◆ To do ◆
Scan the entries below for the word "means" and copy every line where it turns up.

◆ Task data ◆

PR #262, opened 2015-10-19
MSP430 port

davidgiven:
So here is that MSP430 port.

Apart from the platform code, there are some kernel and library changes needed to support it. These consist of:

- a bunch of alignment fixes --- the MSP430 requires it. (It doesn't trap on alignment errors, it just dereferences the *wrong address*.)
- the indirect queue code we discussed a while back.
- some minor optimisations --- in a direct memory system, we don't need separate functions for u{get,put}{c,w}(), so I've replaced those with macros.

I've checked to make sure this all still builds on 6502test but trs80 and dragon seem broken right now. They do at least get past the kernel build stage. And of course I can't run anything other than MSP430.

Build instructions are in the Documentation/ directory.


EtchedPixels:
Ok .. there are some minor cleanups probably want doing - notably cleaning up the queue macros (which does mean affecting other ports so wants doing after the merge anyway)

Rest looks excellent to me, and wonderfully crazy. I guess putting the kernel in 20bit mode is a later project 8)

EtchedPixels:
Small follow on patches pushed, with those dragon-nx-32 is fine, not checked Z80 yet

davidgiven:
Yup, that's all fine.

Yes, the MSP430 is a wonderfully crazy processor. It's the only *modern* equivalent to the old 8-bit micros I've met. (Modern microcontrollers all have lots of flash and tiny amounts of ram, which means you can't load programs on them.) Incidentally, the FR5969 has 64kB of FRAM --- persistent RAM. Performs like SRAM, but keeps the data when the power goes off. Which means it doesn't distinguish between flash and RAM!

And Fuzix works really well on it. It's fast and snappy and totally doesn't act like something which is consuming less than 2mA running flat out...

More to the point: this is also a fully vanilla gcc-binutils port, with no additional tools or binary converters needed, and will come in really useful when doing the ARM port. Although I will admit than a sane person would probably have done it the other way round.

PR #263, opened 2015-10-19
Minor MSP430 fixes

davidgiven:
This fixes a couple of trivial bugs in your recent changes that were stopping the MSP430 from building.

I also figured out the proper magic numbers. Turns out the test costs 18 bytes of code space...


EtchedPixels:
Why not make config.h also include stdint ? It's not pretty but its allowed 8)

davidgiven:
Do... do you think we *dare*?

Okay, fixed.

PR #268, opened 2015-10-23
Dragon-nx32 graphics fixes

beretta42:
A couple of bugs I noticed while porting this code to coco3.

The endian fix not only allows C structure to be define normally, but also allows the bounds checking code (the other submitted fix) to work (it treats the passed structure as an array of uint16's


EtchedPixels:
Fun... my test cases are buggy 8)

beretta42:
I also noticed that GFXIOC_READ, plops the video data back in the user-space on top of the bitmap header data (len,X,Y,H,W).  I would expect it to fill up the data field (offset 10 ) rather?  This would allow one to grab screen data, then write it back without having to formulate a new buffer?

EtchedPixels:
I think that would be a good change - send patches!

PR #269, opened 2015-10-23
Enable multiprocess mode for the msp430

davidgiven:
As discussed.

Also rearranges the build system a bit --- there were way to many things to change when changing the size of userspace.


EtchedPixels:
All merged - docs are now out of date of course 8)

PR #272, opened 2015-10-24
MSP430 overlay support

davidgiven:
As discussed. This gives me about 2kB of extra user space, as well as enough slack for another slot in the process table (because user space needs to change in 0x200 byte increments). Doesn't seem much, but that's 10% more user RAM.

Copying 2kB at one byte per 8 cycles on a 8MHz device takes 2ms. There are faster memcpys if necessary (it's got a rather nice DMA engine). But I don't think anyone will notice.

It's a shame syscall_fs has to be in common. That would give me another kilobyte...

I am, however, concerned it's rather brittle. If anyone moves a syscall, or adds a new one, my code will load the wrong overlay and Bad Things will happen. And because this will happen on an individual syscall level, nobody will notice until that syscall is exercised.

### DIFF
--- a/Build/platforms/msp430fr5969.ld.h
+++ b/Build/platforms/msp430fr5969.ld.h
@@ -1,8 +1,8 @@
 #ifndef MSP430FR5969_LD_H
 #define MSP430FR5969_LD_H
 
-/* Must be 0x0080 plus a multiple of 0x0200 */
-#define USER_BASE 0xa380
+/* Must be 0x0180 plus a multiple of 0x0200 */
+#define USER_BASE 0x9b80
 #define UDATA_BASE (USER_BASE - 0x0200)
 
 #endif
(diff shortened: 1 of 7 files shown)


EtchedPixels:
The unix_syscall hooking bit is very neat - that's a trick I'd missed that makes it much more workable.

I'm not sure that it needs to be fragile however or that syscall_fs can't in theory be overlaid

For the fragility the syscall to overlay map could be generated by using nm to find which overlay matches which syscall and autogenerate the table perhaps ?

For syscall_fs as there is nothing IRQ related I *think* the following is safe

Save the overlay state in u_data.u_page2 (p->p_page2 is used for swap but it never needs to trash the udata version).
In switchin switch overlays to match the sleep entry state
In fork() clone the overlay state
On entry/exit or somewhere save an overlay state of "userspace", which means "don't care" on the switchin.

and it will then handle the sleeping syscalls

EtchedPixels:
I broke this slightly - I split the syscall files up a bit to make all of them about the same binary size (on Z80 at least). I've also added a tool to generate the array contents of which syscall is in which bank.

davidgiven:
Yup, that's failing to build now. I'll fix it in a couple of days. The tool should be really useful.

◆ Written solution ◆
Yes, the MSP430 is a wonderfully crazy processor. It's the only *modern* equivalent to the old 8-bit micros I've met. (Modern microcontrollers all have lots of flash and tiny amounts of ram, which means you can't load programs on them.) Incidentally, the FR5969 has 64kB of FRAM --- persistent RAM. Performs like SRAM, but keeps the data when the power goes off. Which means it doesn't distinguish between flash and RAM!
On entry/exit or somewhere save an overlay state of "userspace", which means "don't care" on the switchin.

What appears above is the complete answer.